Requirement
Look through the material below and copy every line containing the word "browser".
____ Provided data
PR #2373, opened 2026-07-20
fix(security): update Torch to 2.13.0

0xjohnnydev:
## Summary

Update Torch and TorchVision to versions that contain the security fix. No application behavior changes are intended.

## Why

Dependabot reports GHSA-rrmf-rvhw-rf47 in the root and CUA Bench lock files. Torch 2.13.0 contains the fix.

## What changed

- Require Torch 2.13.0 or later.
- Require the matching TorchVision 0.28.0 or later.
- Regenerate both affected uv lock files.

## Definition of Done

- [x] Both affected lock files select Torch 2.13.0.
- [x] Both project files prevent resolution to the affected Torch versions.
- [x] Both lock files pass `uv lock --check`.
- [x] GitHub Actions pass on this pull request.

## Test plan

- `uv lock --check`
- `cd libs/cua-bench && uv lock --check`
- Build the CUA SOM and CUA Bench Python packages.

### DIFF
--- a/libs/cua-bench/pyproject.toml
+++ b/libs/cua-bench/pyproject.toml
@@ -133,8 +133,8 @@ dev = [
 
 # RL training
 rl = [
-    "torch>=2.12.1",
-    "torchvision>=0.27.1",
+    "torch>=2.13.0",
+    "torchvision>=0.28.0",
     "transformers>=5.0.0rc3,<6.0",
 ]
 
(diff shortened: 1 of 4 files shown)


0xjohnnydev:
Superseded by #2719. The patched setuptools floor cannot resolve with Torch 2.12.1, so the current dependency rollup carries this PR's exact Torch 2.13.0 / TorchVision 0.28.0 floors together with the rest of the Python graph. The salvaged work remains credited to @0xjohnnydev there.

PR #2378, opened 2026-07-20
fix(cua-driver): reject browser-origin MCP HTTP requests

injaneity:
## Summary

Reject requests carrying an `Origin` header at cua-driver's optional loopback MCP HTTP listener with `403 Forbidden`. Requests without the header keep their existing behavior.

## Why

A web page can send blind JSON-RPC requests to a loopback HTTP endpoint even when CORS prevents it from reading the response. The listener is loopback-only and opt-in, but rejecting browser-origin requests aligns it with MCP origin-validation guidance without affecting native HTTP clients or stdio MCP.

## Test plan

- [x] `cargo fmt --all -- --check`
- [x] `cargo test -p cua-driver mcp_http::tests`
- [x] Verify mixed-case and empty `Origin` headers receive `403 Forbidden`.
- [x] Verify an originless request retains its existing response.


f-trycua (approved):
Reviewed at updated head 8da300091ddcfbb8ed54d08f0416417706b7052f. The Origin guard is preserved ahead of bearer authentication, its current SDK-backed raw HTTP regression test passes locally, and the complete refreshed CI matrix is green.

PR #2379, opened 2026-07-20
feat(cua-driver): guide macOS accessibility setup

injaneity:
## summary

- show the installed app's native permissions panel by default while retaining `CUA_DRIVER_RS_PERMISSIONS_PANEL=0` as the terminal fallback
- keep the panel open over System Settings and expose `CuaDriver.app` as a native file drag source for the Accessibility list
- advance the settings button from Accessibility to Screen Recording as grants arrive

The previous native panel remained opt-in after its original TCC identity and cache issues, so normal installed launches still fell back to terminal instructions. Those identity and refresh paths are now handled, but opening Accessibility Settings still leaves users to add the app through the file picker. The drag interaction removes that manual lookup while preserving the existing live status and auto-dismiss behavior.

The interaction design is inspired by [zats/permiso](https://github.com/zats/permiso), with Sash Zats credited as a co-author.

## testing

- `cargo test -p platform-macos --lib permissions::` (24 passed)
- `cargo check -p platform-macos`
- `cargo clippy -p platform-macos --lib --no-deps` reaches pre-existing `input/skylight.rs` raw-pointer lint failures; it reports no new findings in the changed files

### DIFF
--- a/libs/cua-driver/rust/crates/platform-macos/src/permissions/gate.rs
+++ b/libs/cua-driver/rust/crates/platform-macos/src/permissions/gate.rs
@@ -414,8 +414,6 @@ where
     //
     //   * `NotShown` — historical CLI path: print the banner, auto-
     //     open Settings (when `open_settings` is true), wait.
-    //   * `ShownOpenSettings` — user clicked the primary button; open
-    //     Settings on their behalf, then wait.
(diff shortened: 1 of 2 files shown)


injaneity:
closing this implementation because it approximates the interaction inside the existing permissions panel rather than implementing the permiso-style system settings overlay. i'll replace it with a scoped draft pr.

PR #330, opened 2026-04-30
fix(arch-resolution): own HF→pie arch translation in Python; Rust dispatches on pie name only (closes #328)

### LINKED ISSUE #328: Qwen3 .with_reasoning(): `thinking` field stays empty when `</think>` is not reached

shsym:
## TL;DR

- **Pie internal name → `Instruct` impl** is already what Rust dispatches on; we just stopped the vllm/sgl drivers from forwarding HF class names like `Qwen3ForCausalLM` and route them through the same `HF_TO_PIE_ARCH` table the native driver always used.
- **The table stays exactly where it lives today** (`pie_driver/model/__init__.py`); we add `resolve()` next to it, and make the per-arch module imports lazy so callers reading the table don't trigger the `pie_kernels` JIT — no new module file introduced.
- **Two Rust unit tests pin the contract**: a resolved pie name (`"qwen3"`) enables thinking; a raw HF class name (`"Qwen3ForCausalLM"`) hits the silent fallback (regression test for #328). E2E reproducer flips from `{"thinking":"","text":"<think>…"}` to `{"thinking":"\nOkay, …","text":""}`.

Closes #328. Discussion of follow-ups (long-term home, the latent silent-fallback for `qwen3_5` / `phi3` / `mixtral` / `gemma4` / `dummy`, docs-drift) lives in #334.

---

## What was actually broken

`pie_driver_vllm/loader.py:212-220` and `pie_driver_sgl/loader.py:209` forwarded `architectures[0]` verbatim — `"Qwen3ForCausalLM"` for Qwen3-0.6B. Rust matched only `"qwen3"`, so vllm/sgl loads silently fell into the `_` arm with `has_thinking: false` (`NoopReasoningDecoder`, which always emits `Delta(empty)`). In the SDK pipeline that lets the chat decoder render token id 151667 as the literal string `"<think>"` and emit it as `Event::Text`, so reasoning content leaked into `text` while `thinking` stayed empty. The legacy `pie_driver` path was unaffected — its `loader.py:65-83` already translated via `HF_TO_PIE_ARCH`.

### 1. Single owner for HF → pie translation, in its existing location

`pie_driver/model/__init__.py` already had `HF_TO_PIE_ARCH` and the `register(..., hf_model_types=...)` populator. The PR adds a `resolve(hf_config) → str` function and `UnknownArchitectureError` in the same file, so callers stop reaching for `architectures[0]` themselves:

```python
# pie_driver/model/__init__.py — additions
def resolve(hf_config) -> str:
    """Resolve an HF config to the pie internal arch name.
    Future: rope_scaling-based llama2 vs llama3 disambiguation.
    """
    model_type = _attr_or_key(hf_config, "model_type", "")
    if model_type in HF_TO_PIE_ARCH:
        return HF_TO_PIE_ARCH[model_type]
    raise UnknownArchitectureError(...)
```

Why Python (not Rust) owns this: disambiguating `LlamaForCausalLM` between llama / llama2 / llama3 / llama3.1+ needs `rope_scaling.rope_type`; only the layer that holds the full HF config can do it.

### 2. Make the existing file cheap to import

The reason vllm/sgl couldn't reuse the existing table before: `pie_driver/model/__init__.py:109-110` did `from . import llama3, qwen2, …` at top-level, and every per-arch module under `pie_driver/model/` does `import pie_kernels as ops` (14 occurrences confirmed via grep), which JIT-compiles CUDA extensions at import time — heavy and irrelevant on the vllm/sgl path.

This PR switches `register()` to take a dotted module-path string and `get_module()` to `importlib.import_module` lazily on first dispatch:

```python
# Before
register("llama3", llama3, aliases=("l4ma",), hf_model_types=("llama",))
# After
register("llama3", "pie_driver.model.llama3", aliases=("l4ma",), hf_model_types=("llama",))
```

Same end state for the path that actually needs the module (the native engine still loads `qwen3.py` on its first `get_module("qwen3")` call); clean skip for vllm/sgl which never call `get_module()`. The "we avoid `pie_driver.hf_utils` because it transitively imports `pie_kernels`" comment at `pie_driver_vllm/loader.py:234-236` is now obsolete and dropped.

### 3. Migrate the four loader paths

| Driver | Now |
|---|---|
| `pie_driver_vllm/loader.py` | `from pie_driver.model import resolve` |
| `pie_driver_sgl/loader.py` | same |
| `pie_driver/loader.py` (native) | same (replaces its own `HF_TO_PIE_ARCH.get(...)` block) |
| `pie_driver/hf_utils.py::check_pie_compatibility` (CLI) | same (replaces its own lookup) |

`DriverCapabilities.arch_name`'s docstring updated: was *"first HF architecture string"*, now *"pie internal arch name (lowercase: 'qwen3', 'llama3', …); raw HF class names like 'Qwen3ForCausalLM' are NOT accepted on the Rust side."*

### 4. Rust regression tests

```
$ cargo test --lib model::instruct::tests::
running 2 tests
test model::instruct::tests::qwen3_pie_name_enables_thinking ... ok
test model::instruct::tests::hf_class_name_hits_fallback ... ok

test result: ok. 2 passed
```

`hf_class_name_hits_fallback` is the regression pin — if a future contributor adds an HF alias to `instruct::create()`, this test fails with a panic message pointing back at #328 and asking them to fix the driver instead.

## Diff shape

```
pie/src/pie/capabilities.py         | docstring rewrite
pie/src/pie_driver/hf_utils.py      | check_pie_compatibility() → resolve()
pie/src/pie_driver/loader.py        | replaces HF_TO_PIE_ARCH.get block with resolve()
pie/src/pie_driver/model/__init__.py| add resolve() + UnknownArchitectureError;
                                    | register() takes str path; get_module() lazy
pie/src/pie_driver_sgl/loader.py    | call resolve(); fix stale docstring; drop dead `arches=…`
pie/src/pie_driver_vllm/loader.py   | call resolve(); fix stale docstring; drop avoid-comment
runtime/src/model/instruct.rs       | doc comment + 2 unit tests
```

Net: ~+190 / -75 lines. **No new files added.** Original code structure preserved.

## E2E verification

Built `sslee0cs/pie-vllm-engine:deva-trial-fix328-v3` from this branch (cherry-picked onto `features/vllm-opt` for the cu129 stack), ran the canonical reproducer on ECL with `Qwen/Qwen3-0.6B`, prompt `"What is 2 + 2? Answer in one word."`, max_tokens=32, T=0.6, top_p=0.95, FlashInfer:

**Pre-fix (`deva-trial-fix3`):**
```json
{"thinking":"","text":"<think>\nOkay, the user is asking what 2 plus 2 is, and they want the answer in one word. Let me think. 2 plus"}
```

**Post-fix (this branch):**
```json
{"thinking":"\nOkay, the user is asking what 2 plus 2 is, and they want the answer in one word. Let me think. 2 plus","text":""}
```

Reasoning content lands in `thinking`; `text` stays empty until generation runs past `</think>`.

## Out of scope (covered in #334)

- Long-term home / namespace for the resolver.
- Latent silent-fallback for `qwen3_5`, `phi3`, `mixtral`, `gemma4`, `dummy` — registered in Python without Rust arms; same failure mode as #328 just for different arches.
- `website/docs/models.mdx` hand-maintained mirror.
- llama2 vs llama3 vs llama3.1+ disambiguation via `rope_scaling.rope_type` — referenced in `resolve()` docstring as future work; not load-bearing for #328 (Qwen3's `model_type=qwen3` is unambiguous).

### DIFF
--- a/pie/src/pie/capabilities.py
+++ b/pie/src/pie/capabilities.py
@@ -60,8 +60,11 @@ class DriverCapabilities:
     max_batch_size: int
 
     # ── Model-architecture facts ───────────────────────────────────────
-    # First architecture string from the HF config (e.g. "LlamaForCausalLM",
-    # "Qwen3ForCausalLM"). Forwarded to Rust as ModelConfig.arch_name.
+    # Pie internal arch name (lowercase: "qwen3", "llama3", …) — the
+    # dispatch key the Rust runtime expects. Drivers MUST resolve this
+    # via `pie_driver.model.resolve()` from the HF config; raw HF class
+    # names like "Qwen3ForCausalLM" are NOT accepted on the Rust side.
+    # See pie_driver/model/__init__.py and pie-project/pie#328.
     arch_name: str
 
     # Vocabulary size and max context length. Currently Python-only —
--- a/pie/src/pie_driver/hf_utils.py
+++ b/pie/src/pie_driver/hf_utils.py
@@ -11,7 +11,7 @@ from pathlib import Path
 
 from huggingface_hub.constants import HF_HUB_CACHE
 
-from .model import HF_TO_PIE_ARCH
+from .model import HF_TO_PIE_ARCH, resolve, UnknownArchitectureError
 
 
 
@@ -118,10 +118,8 @@ def check_pie_compatibility(config: dict | None) -> tuple[bool, str]:
     """
     if config is None:
         return False, "no config"
-
-    model_type = config.get("model_type", "")
-    if model_type in HF_TO_PIE_ARCH:
-        return True, HF_TO_PIE_ARCH[model_type]
-
-    return False, f"unsupported type: {model_type}"
+    try:
+        return True, resolve(config)
+    except UnknownArchitectureError:
+        return False, f"unsupported type: {config.get('model_type', '')}"
 
--- a/pie/src/pie_driver/loader.py
+++ b/pie/src/pie_driver/loader.py
@@ -62,22 +62,20 @@ class ModelLoader:
         # Load config from HuggingFace config.json
         hf_config = hf_utils.load_hf_config(self.snapshot_dir)
 
-        # Derive architecture from HF model_type
-        hf_model_type = hf_config.get("model_type", "")
-        # Handle case where model_type might be mapped (e.g. llama -> llama3)
-        # We need hf_utils.HF_TO_PIE_ARCH to map it.
-        # If it's not in the map, check if it's already a valid PIE type (less likely but possible)
-        arch_type = hf_utils.HF_TO_PIE_ARCH.get(hf_model_type)
-
-        if arch_type is None:
-            # Basic fallback or error
-            if hf_model_type in hf_utils.HF_TO_PIE_ARCH.values():
+        # Derive pie internal arch name from HF identity. Single source of
+        # truth: pie_driver.model.resolve().
+        from .model import resolve as resolve_pie_arch, UnknownArchitectureError, HF_TO_PIE_ARCH
+        try:
+            arch_type = resolve_pie_arch(hf_config)
+        except UnknownArchitectureError as e:
+            # Soft fallback for callers that already pass a pie internal name
+            # via `model_type` (legacy behavior — kept until external callers
+            # migrate). Strict path is `resolve()`.
+            hf_model_type = hf_config.get("model_type", "")
+            if hf_model_type in HF_TO_PIE_ARCH.values():
                 arch_type = hf_model_type
             else:
-                raise ValueError(
-                    f"Unsupported HuggingFace model_type: '{hf_model_type}'. "
-                    f"Supported types: {list(hf_utils.HF_TO_PIE_ARCH.keys())}"
-                )
+                raise ValueError(str(e)) from e
 
         # Inject PIE type into config for runtime to use
         hf_config["type"] = arch_type
--- a/pie/src/pie_driver/model/__init__.py
+++ b/pie/src/pie_driver/model/__init__.py
@@ -58,69 +58,124 @@ class Buffer(ABC):
 # =============================================================================
 
 
-REGISTRY: dict[str, ModuleType] = {}
-"""Architecture name → module with (ModelConfig, ForwardPass, create_kv_cache, create_adapter_cache)."""
+REGISTRY: dict[str, str | ModuleType] = {}
+"""Architecture name → module path string (lazy) or loaded module (cached after first get_module)."""
 
 HF_TO_PIE_ARCH: dict[str, str] = {}
 """HuggingFace model_type → PIE architecture name."""
 
 
+class UnknownArchitectureError(ValueError):
+    """Raised when an HF config can't be mapped to a pie internal arch."""
+
+
 def register(
     name: str,
-    module: ModuleType,
+    module_path: str,
     *,
     aliases: tuple[str, ...] = (),
     hf_model_types: tuple[str, ...] = (),
 ):
-    """Register a model architecture.
+    """Register a model architecture (lazy — module loads on first ``get_module``).
 
     Args:
-        name: Primary architecture name (e.g., "llama3")
-        module: Module containing ModelConfig, ForwardPass, create_kv_cache, create_adapter_cache
-        aliases: Additional names that map to the same module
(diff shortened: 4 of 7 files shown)


shsym:
Opened #334 as the discussion thread for the broader "where should HF→pie arch resolution live?" question and the latent silent-fallback follow-ups. This PR focuses on the minimum needed to close #328; the structural questions are noted there for separate discussion.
________
Answer to the exercise
fix(cua-driver): reject browser-origin MCP HTTP requests
A web page can send blind JSON-RPC requests to a loopback HTTP endpoint even when CORS prevents it from reading the response. The listener is loopback-only and opt-in, but rejecting browser-origin requests aligns it with MCP origin-validation guidance without affecting native HTTP clients or stdio MCP.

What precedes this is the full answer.